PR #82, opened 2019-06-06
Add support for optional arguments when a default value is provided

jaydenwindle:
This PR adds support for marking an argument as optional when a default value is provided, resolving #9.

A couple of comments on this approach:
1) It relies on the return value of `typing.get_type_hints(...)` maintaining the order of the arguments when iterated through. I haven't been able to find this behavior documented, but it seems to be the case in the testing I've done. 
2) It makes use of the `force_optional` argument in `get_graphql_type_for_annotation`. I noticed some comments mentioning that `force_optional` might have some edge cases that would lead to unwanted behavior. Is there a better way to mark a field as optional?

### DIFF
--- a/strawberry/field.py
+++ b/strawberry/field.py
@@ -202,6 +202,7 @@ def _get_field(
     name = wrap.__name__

···

Please print, unchanged, the lines from the one holding "--- a/strawberry/field.py" through the last line of the listing above, including both and omitting the rest.

--- a/strawberry/field.py
+++ b/strawberry/field.py
@@ -202,6 +202,7 @@ def _get_field(
     name = wrap.__name__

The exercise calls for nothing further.